The article in question is basically a point by point hairsplitting of a presentation given by a developer for that game company, which made both fl0w and flower for the Playstation Network, usually hailed as the most artsy games can get. She pretty much just makes a lot of points that have already been made; that games are art already for the following reasons.
So Ebert rebuts all these, and honestly I'm pretty much with him for a lot of it. But there's some confusing lines. Like when he explains that while the video game version of Waco (see the video at the bottom of the link) had no impact on him, the documentary did, but then he says that the documentary isn't art either. Are films not art then? At the end of it he says that early films like "A Voyage to the Moon" have "superior artistry and imagination" than that of their video game equivalent. Not directly contradictory but strange.
Whatever though, I'm splitting hairs. I still agree with his assessments that the games she presents aren't really that appealing (the Waco one looks like a pile of shit) but disagree with the over all assessment.
The thing of it is, art is a huge HUGE topic. HUGE. I write this not as a gamer but as someone trying to become an artist. There are too many definitions for art, which is pretty much the problem. I'm honestly of the persuasion that art is what it is to individuals cause it's so hard to nail down. Pragmatically, art is in the eye of the gallery owner or juror, but they don't get to make the rules either really (if only because they have and will change). It's not about definitions.
Duchamp thought that art was in the realm between the viewer and the piece; that the two are like poles creating electricity, and that energy itself is the art. I think that's pretty spot on for a lot of art today, and generally, honestly (if not just because of the paradox of the "tree falling in the forest" variety of "is it still art if no one can experience it?").
I guess that yes, I am one of those "everything is art" guys. But the line drawn is where it's good art or bad art. I don't mean that everything is art, but when there's an artist to call it that, it's art, even if it's dogshit (figurative or literal).
So basically then it comes down to the matter of taste, naturally. I think it really is that simple, that definitions aside, it comes down to what's good and what's not, and that's totally within the individual (Maybe what I'm really getting at is that art shouldn't be defined ooooo).
Ebert doesn't define art either, instead concerning himself with the caliber of whatever he's discussing. "No one will quote video games like we have quoted the great novels, poems and plays" (or something to that effect). I almost agree that now, sure, there aren't innumerable quotes from vidja games like there are from poetry and books, but to say there never will be is basically lying. No one can know that, and it's ridiculous to make a claim like that. Books and poems already have centuries of a head start anyway.
If you take the general consensus of the art world, by which I mean that the people who are exhibited in museums are artists and their works art, then Ebert's argument is flawed too. One of his points is that games have objectives and goals and points and that that makes them incapable of being art. Games that I like, and games that I consider art, have them in more abstracted ways then say, Pac Man. Pac Man eats the dots because that's all their is to do. Raziel enacts his revenge on Kain because of a masterfully well put together plot that keeps the player entrenched in the story at every turn. It's the same as watching a movie but it's has so much more impact because you don't just sympathize with Raziel, you are Raziel. You are directly responsible for his triumphs and failures.
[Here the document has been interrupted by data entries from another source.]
PR #1067, opened 2021-04-11
add options argument to set/put method signatures

nsreed:
I've added the options argument to the set & put method signatures, since these are required to use certs.


amark:
@nsreed 🔥 🔥 🔥 🔥 www000h0000!!!

Issue #1070, opened 2021-04-29
put() ack on deep path returns ENAMETOOLONG err from relay peer


nsreed:
This is the `ack.err` I'm receiving in the put() callback:

```javascript
{
code: "ENAMETOOLONG",
errno: -36,
path: "radata/~7BxxPOfsYoxRoS8MZg4ZToXIgkycgv5fAGMIh2uF18Y.oQwKMmhAN8HQZVSIDtHM6HUuL7FE2B4nn9l34kbH4-A%2Flayers%2Fko1u7yo76w~E3FYy4TjDsp5ayc0GtxLxV73ZMUMtj10eJaHKfPPkhw.GulVqv1RxCny-AqwxemFYFVX4xXzKCgf5wLRT-znSVo%2F%2Fchildren%2Fko2agvjf~E3FYy4TjDsp5ayc0GtxLxV73ZMUMtj10eJaHKfPPkhw.GulVqv1RxCny-AqwxemFYFVX4xXzKCgf5wLRT-znSVo%2F%1BstrokeJoin",
syscall: "open"
}
```

I believe this is due to a 255 character limit for file names in ext4. I'm in the process of rewriting my app to use a shallower graph structure (i.e., using set() for nested objects wherever possible), but figured it might not hurt to submit an issue for it.

nsreed:
After a little more investigation, this seems to be causing major issues. After the first time I receive this error, the gun relay seems to never work again for that peer. Any peers that have received this path into their graph do not appear to be able to tombstone each other's data. Further, peers seem to only be able to tombstone data created during their session.

[...]

PR #1072, opened 2021-05-01
radisk: md5 hash file names > 255 characters

nsreed:
This solves the issue of radisk attempting to write to filenames with lengths exceeding the 255 character limit of most filesystems (issue here: https://github.com/amark/gun/issues/1070).

This is a different approach than that used in https://github.com/amark/gun/pull/1005 and touches only the `ename` function. If the sanitized file name would exceed the limit set by opt.maxKeyLength (and maxKeyLength is greater than 32 bytes required for the hash), I return an MD5 hash instead. The modification should also leave the browser radisk functionality untouched, to avoid compatibility issues. If this is a bad approach, or I haven't fully understood how ename works, my apologies.

I do not know whether it is necessary to add the hashes to the %1C file, since the path hashes are deterministic. If this is necessary, I need guidance on how to interact with that file. I have created a Map of paths to their respective hashes for performance's sake, though it may take up too much memory over a long enough span of time.

### DIFF
--- a/lib/radisk.js
+++ b/lib/radisk.js
@@ -17,7 +17,23 @@
 		opt.jsonify = true;
 
 
-		function ename(t){ return encodeURIComponent(t).replace(/\*/g, '%2A') }
+		var crypto, enamemap;
+		try { // try requiring crypto, should only succeed on node
+			crypto = require("crypto");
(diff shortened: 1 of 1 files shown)


nsreed:
Well... CI has spoken. Back to the drawing board.

PR #1077, opened 2021-06-02
Panic browser imports

nsreed:
# Add utility for loading scripts on panic clients

This utility file provides a function which takes a PANIC Client List, and an array of paths to .js files, and loads those .js files on each browser. This is useful for tests requiring multiple scripts to be loaded. It returns a promise which resolves when all browsers have loaded all scripts, so it can be used within a typical Mocha test step.

## How to use this utility

First, import the `loadBrowserScripts` function from its module:

```javascript
var {loadBrowserScripts} = require('./util/load-browser-scripts');
```

Before your "Browsers initialized Gun!" test step, include the following test step (replace the example array of scripts with actual scripts your test requires). Note: the script paths provided to loadBrowserScripts must be available in your test's route configuration

```javascript
it('Browsers loaded scripts!', function () {
  return loadBrowserScripts(browsers, [
    'your.js',
    'array.js',
    'of.js',
    'scripts.js',
  ]);
});
```

That's it! The provided array of script paths will be loaded in the order you provide, on every browser.

### DIFF
--- a/test/panic/util/load-browser-scripts.js
+++ b/test/panic/util/load-browser-scripts.js
@@ -1,0 +1,41 @@
+module.exports = {
+  /**
+   * Loads scripts in PANIC clients
+   * @param browsers a Panic.ClientList of browsers
+   * @param paths an array of paths to desired .js files
+   * @returns Promise which will resolve when all browsers have loaded all dependencies
+   */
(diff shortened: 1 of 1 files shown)


amark:
👏 👏 👏 🎉 🎉 🎉 🎉 🎉 Open SOurce hero!!!

PR #1078, opened 2021-06-03
update on-recovery PANIC test to run default & radisk configurations

nsreed:
# Multiple configurations for on-confirm PANIC test

This should serve as an example for how to run multiple client configurations of the same test. Currently, it will run the default GUN configuration, as well as running with Radisk libraries loaded.

## Config changes

The "config" object in this test has been altered to add two new top-level fields, `variants` and `variantConfigs`.

`variants` is an array meant to describe each test variant. These don't necessarily have to map to anything, as long as it's an array.

`variantConfigs` is an object mapping a variant name (from the `variants` array) to its specific configuration options.

Each variant config should be an object with two optional fields, `opts` and `imports`. `opts` defines GUN constructor options to be used in the PANIC clients for this variant, while `imports` defines a list of .js files the clients should import before importing GUN.

## The Variant Loop

Using a method described [here](https://stackoverflow.com/a/39286581/13564512), the test iterates over each variant name defined in `config.variants`. Within this loop, a nested `describe()` is used to tell mocha that it's describing a sub-configuration.

Minor changes had to be made to the structure of the test. For instance, the PANIC `manager.start` call was moved to a new `before()` test step, and the "Browsers initialized gun!" call had to be modified to heed the newly added GUN constructor options. Most of the diffs outside these changes are a result of indentation. I also shortened the timeout to 10s, since this test fails intermittently.

I've added jsdoc and other comments throughout the code to attempt to make the structural modifications more clear.

### DIFF
--- a/test/panic/on-recovery.js
+++ b/test/panic/on-recovery.js
@@ -8,6 +8,9 @@
 // visible/active throughout the tests, because an inactive tab will NOT
 // reconnect to the relay peer until the tab is active again. (Chrome 83)
 
+// Uses a pattern described in https://stackoverflow.com/a/39286581/13564512
+// to run multiple configurations of a mocha test.
+
 var config = {
 	IP: require('ip').address(),
 	port: 8765,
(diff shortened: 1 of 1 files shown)


amark:
@nsreed oooooh the `github` ci has nothing to do with you or your test, this has just been a chronic thing with some github integration that is broken due to some key or something. I'll try to make sure others know about that - that it isn't their/your fault.

This is superb! Totally pulling, thanks for jumping on call with me and reminding me.

PR #1080, opened 2021-06-07
Fix wrong element's dynamic identifier, semicols

marcomow:


amark:
@marcomow cool thanks! :) 👏 👏 👏

estebanrfp:
The use of semicolons it's been optional for years. I have an update to the todo list example that is even simpler and allows synchronization of deletions. I was thinking improve this example in this script

PR #1085, opened 2021-06-28
[type definition] use CryptoKeyPair for user.auth

egiw:
Typescript mark as invalid when using CryptoKeyPair to user.auth(pair, cb).


amark:
🔥 🔥 🔥 🔥 🔥 🔥 THANK YOU!!!!!!!!!!!!!!!!!

PR #1088, opened 2021-07-10
updating deprecated functions

i001962:
updating deprecated functions and removing where.gunDB.io from examples/move


amark:
Thanks <3 !!! @i001962 merging

PR #1091, opened 2021-07-26
Add TypeScript test file & tsd as devDep to run it.

btelles:
This helps those who want to contribute to the TypeScript definitions
by adding:
 * a tool called `tsd` which lets you test definitions
 * its corresponding configuration in package.json
 * a teste file index.test-d.ts

Also add a extra line between type definitions to improve readability.

### DIFF
--- a/package-lock.json
+++ b/package-lock.json
@@ -1,9 +1,3255 @@
 {
   "name": "gun",
   "version": "0.2020.1232",
-  "lockfileVersion": 1,
+  "lockfileVersion": 2,
   "requires": true,
+  "packages": {
+    "": {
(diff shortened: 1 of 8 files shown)


amark:
@btelles awesome updates thank you! Pulling!

`devDeps` won't install by default right? (I know they aren't suppose to, but I've had it cause issues in the past with like react and stuff, so if anything pops up I might remove it and just add a console.log in a type definition to install it or something like that)

btelles:
Ok, thanks for the heads up. Correct, dev dependencies don't get pulled in when running `npm install`

PR #1092, opened 2021-07-28
Bring SEA.certify into manhattan branch

rococtz:
image

### DIFF
--- a/sea.js
+++ b/sea.js
@@ -666,6 +666,82 @@
   })(USE, './secret');
 
   ;USE(function(module){
+    var SEA = USE('./root');
+
+    // This is to certify that a group of "certificants" can "put" anything at a group of matched "paths" to the certificate authority's graph
+    SEA.certify = SEA.certify || (async (certificants, policy = {}, authority, cb, opt = {}) => { try {
+      /*
+      IMPORTANT: A Certificate is like a Signature. No one knows who (authority) created/signed a cert until you put it into their graph.
+      "certificants": '*' or a String (Bob.pub) || an Object that contains "pub" as a key || an array of [object || string]. These people will have the rights.
+      "policy": A string ('inbox'), or a RAD/LEX object {'*': 'inbox'}, or an Array of RAD/LEX objects or strings. RAD/LEX object can contain key "?" with indexOf("*") > -1 to force key equals certificant pub. This rule is used to check against soul+'/'+key using Gun.text.match or String.match.
+      "authority": Key pair or priv of the certificate authority.
+      "cb": A callback function after all things are done.
+      "opt": If opt.expiry (a timestamp) is set, SEA won't sync data after opt.expiry. If opt.blacklist is set, SEA will look for blacklist before syncing.
+      */
+
+      console.log('SEA.certify() is an early experimental community supported method that may change API behavior without warning in any future version.')
+
+      certificants = (() => {
+        var data = []
+        if (certificants) {
+          if ((typeof certificants === 'string' || Array.isArray(certificants)) && certificants.indexOf('*') !== -1) return '*'
+
+          if (typeof certificants === 'string') {
+            return certificants
+          }
+
+          if (Array.isArray(certificants)) {
+            if (certificants.length === 1 && certificants[0]) return typeof certificants[0] === 'object' && certificants[0].pub ? certificants[0].pub : typeof certificants[0] === 'string' ? certificants[0] : null
+            certificants.map(certificant => {
+              if (typeof certificant ==='string') data.push(certificant)
+              else if (typeof certificant === 'object' && certificant.pub) data.push(certificant.pub)
+            })
+          }
+
+          if (typeof certificants === 'object' && certificants.pub) return certificants.pub
+
+          return data.length > 0 ? data : null
+        }
+        return null
+      })()
+
+      if (!certificants) return console.log("No certificant found.")
+
+      const expiry = opt.expiry && (typeof opt.expiry === 'number' || typeof opt.expiry === 'string') ? parseFloat(opt.expiry) : null
+      const readPolicy = (policy || {}).read ? policy.read : null
+      const writePolicy = (policy || {}).write ? policy.write : typeof policy === 'string' || Array.isArray(policy) || policy["+"] || policy["#"] || policy["."] || policy["="] || policy["*"] || policy[">"] || policy["<"] ? policy : null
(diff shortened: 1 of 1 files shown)


amark:
@rococtz clean! 👍  will pull.

@i001962 are you also able to test?

Both:

I think `certify` also has wire adapter logic that needs merged.

@mimiza can maybe help us with pointers?

Note: internal formats changed in `manhattan`, it gives you `soul/key/value/state` on each event directly. While as before, you'd get the whole graph, have to iterate over the graph, then iterate over the nodes, then check each value. New version does this for you, and therefore should be easier, but of course ping me if you need help, as docs haven't been updated.

mimiza:
Wait a moment. This is the first part of Certify. The next part of is to verify a cert when someone uses it. In the current master branch's sea.js file it is from line 1333. Just like below. Without this part Certify won't work.
```
    check.pub = function(eve, msg, val, key, soul, at, no, user, pub){ var tmp // Example: {_:#~asdf, hello:'world'~fdsa}}
      const raw = S.parse(val) || {}
      const verify = (certificate, certificant, cb) => {
        if (certificate.m && certificate.s && certificant && pub)
          // now verify certificate
          return SEA.verify(certificate, pub, data => { // check if "pub" (of the graph owner) really issued this cert
            if (u !== data && u !== data.e && msg.put['>'] && msg.put['>'] > parseFloat(data.e)) return no("Certificate expired.") // certificate expired
            // "data.c" = a list of certificants/certified users
            // "data.w" = lex WRITE permission, in the future, there will be "data.r" which means lex READ permission
            if (u !== data && data.c && data.w && (data.c === certificant || data.c.indexOf('*' || certificant) > -1)) {
              // ok, now "certificant" is in the "certificants" list, but is "path" allowed? Check path
              let path = soul.indexOf('/') > -1 ? soul.replace(soul.substring(0, soul.indexOf('/') + 1), '') : ''
              String.match = String.match || Gun.text.match
              const w = Array.isArray(data.w) ? data.w : typeof data.w === 'object' || typeof data.w === 'string' ? [data.w] : []
              for (const lex of w) {
                if ((String.match(path, lex['#']) && String.match(key, lex['.'])) || (!lex['.'] && String.match(path, lex['#'])) || (!lex['#'] && String.match(key, lex['.'])) || String.match((path ? path + '/' + key : key), lex['#'] || lex)) {
                  // is Certificant forced to present in Path
                  if (lex['+'] && lex['+'].indexOf('*') > -1 && path && path.indexOf(certificant) == -1 && key.indexOf(certificant) == -1) return no(`Path "${path}" or key "${key}" must contain string "${certificant}".`)
                  // path is allowed, but is there any WRITE blacklist? Check it out
                  if (data.wb && (typeof data.wb === 'string' || ((data.wb || {})['#']))) { // "data.wb" = path to the WRITE blacklist
                    var root = at.$.back(-1)
                    if (typeof data.wb === 'string' && '~' !== data.wb.slice(0, 1)) root = root.get('~' + pub)
                    return root.get(data.wb).get(certificant).once(value => {
                      if (value && (value === 1 || value === true)) return no("Certificant blacklisted.")
                      return cb(data)
                    })
                  }
                  return cb(data)
                }
              }
              return no("Certificate verification fail.")
            }
          })
        return
      }
      
      if ('pub' === key && '~' + pub === soul) {
        if (val === pub) return eve.to.next(msg) // the account MUST match `pub` property that equals the ID of the public key.
        return no("Account not same!")
      }

      if ((tmp = user.is) && tmp.pub && !raw['*'] && !raw['+'] && (pub === tmp.pub || (pub !== tmp.pub && ((msg._.out || {}).opt || {}).cert))){
        SEA.sign(SEA.opt.pack(msg.put), (user._).sea, function(data){
          if (u === data) return no(SEA.err || 'Signature fail.')
          msg.put[':'] = {':': tmp = SEA.opt.unpack(data.m), '~': data.s}
          msg.put['='] = tmp

          // if writing to own graph, just allow it
          if (pub === user.is.pub) {
            if (tmp = link_is(val)) (at.sea.own[tmp] = at.sea.own[tmp] || {})[pub] = 1
            msg.put[':'] = JSON.stringify(msg.put[':'])
            return eve.to.next(msg)
          }

          // if writing to other's graph, check if cert exists then try to inject cert into put, also inject self pub so that everyone can verify the put
          if (pub !== user.is.pub && ((msg._.out || {}).opt || {}).cert) {
            const cert = S.parse(msg._.out.opt.cert)
            // even if cert exists, we must verify it
            if (cert && cert.m && cert.s)
              verify(cert, user.is.pub, _ => {
                msg.put[':']['+'] = cert // '+' is a certificate
                msg.put[':']['*'] = user.is.pub // '*' is pub of the user who puts
                msg.put[':'] = JSON.stringify(msg.put[':'])
                return eve.to.next(msg)
              })
          }
        }, {raw: 1})
        return;
      }

      SEA.verify(SEA.opt.pack(msg.put), raw['*'] || pub, function(data){ var tmp;
        data = SEA.opt.unpack(data);
        if (u === data) return no("Unverified data.") // make sure the signature matches the account it claims to be on. // reject any updates that are signed with a mismatched account.
        if ((tmp = link_is(data)) && pub === SEA.opt.pub(tmp)) (at.sea.own[tmp] = at.sea.own[tmp] || {})[pub] = 1
        
        // check if cert ('+') and putter's pub ('*') exist
        if (raw['+'] && raw['+']['m'] && raw['+']['s'] && raw['*'])
          // now verify certificate
          verify(raw['+'], raw['*'], _ => {
            msg.put['='] = data;
            return eve.to.next(msg);
          })
        else {
          msg.put['='] = data;
          return eve.to.next(msg);
        }
      });
    };
```

mimiza:
@amark oh by the way, when using cert, in the current gun version (matter branch), I want people to be able to use cert like this:
```
gun.put('blah blah', null, {opt: { cert: cert}})
```
But it is not possible if you run multiple put. Why? Because Gun MUTATES the original cert object into something else. So currently, only the first put works with the above example. To put multiple times using cert, people have to use Object.assign() + call() to clone the cert then "call" put, which is very annoying and not my desired behavior when I designed Certify. So Mark can you please help doing something so Gun won't mutate the "opt" object.

This is how I desired people to use it:
```
gun.put('blah blah', null, { cert: cert})
```
1. Use cert without having to write "opt". Is it possible?
2. Use cert without having to clone it (without having to use Object.assign() and call())

amark:
@mimiza 🙏  thank you for this very helpful tips/instructions.

I can do something to make cert passed around more easily, yes. If there isn't already an issue on this, let's add one.

mimiza:
@amark Issue created: https://github.com/amark/gun/issues/1093

PR #1094, opened 2021-07-30
Fix set/get parameters to use Record<string,*>.

btelles:
The previous implementation did not allow users to
retrieve items that were inserted using "set," and
it incorrectly used ArrayOf to extract record types.

The previous implementation also prevented users
from ever inserting an array. Although it the database
does not handle arrays elegantly, it allows the user
to insert them. Typing should not prohibit use of
arrays.

Also limits set of default files that are compiled by 
typescript to the types themselves (as opposed to
also trying to compile all example/* code which
is broken.

### DIFF
--- a/package-lock.json
+++ b/package-lock.json
@@ -1,9 +1,3255 @@
 {
   "name": "gun",
   "version": "0.2020.1232",
-  "lockfileVersion": 1,
+  "lockfileVersion": 2,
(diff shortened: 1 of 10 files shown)


amark:
@btelles you're the TS hero!!! 👏 👏 👏 👏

There's also an artist that actually makes kindof altered versions of existing games, like billiards with one of the balls being a pendulum, and a foursided ping pong table with a pond in the middle. He was featured in Art 21 and is widely exhibited, but he makes games. So there's a precedent for some kind of game in the world of "high art".
There's a lot of the article that's also Ebert wondering why gamers care as much as they do about whether games are art or not. Well, it's because wondering if they aren't is ridiculous. At the very least, the very very least, video games have a visual language that is composed by artists (draftsmen and women, at least) and scores composed by composers. As Penny Arcade's Tycho so elegantly put it before I did, does combining these creative processes (some strait out of cinema) in a game somehow invalidate them?
Every single art form that is now widely accepted in museums has gone through the same ridiculous arguments, that pretty much boil down to "it isn't art because it isn't art". Music wasn't considered high art once. Nor was photography in it's heyday. Almost every major artist in history has been under scrutiny for being too outside the box (Picasso, Cezanne, Duchamp, Pollack) and by the same kind of jackass logic Ebert uses.
I totally understand that Ebert has all these countless great, truly incredible movies to compare to games (even if he isn't calling movies art, in which case, c'mon man!). Even though I think Half Life 2 is pretty much one of the greatest things ever made by anyone, I'll give him that I might like my favorite movie, The Life Aquatic, more than my favorite game. Maybe even all my favorite movies combined fair better than all my favorite games, but who cares? They're all great.
The biggest point he seems to make is that none of the games presented move him, but as far as I know he still hasn't played any of them, or any others. Anything. That should put it to bed right there.
Bottom line is, I take issue with the ridiculous generalizations. Even though he concedes the point that games may, in the distant future, be art, the article is titled "Games can never be art". Just because one person doesn't get it, is the whole medium now and forever artistically bankrupt?
Do I really have to ask that question?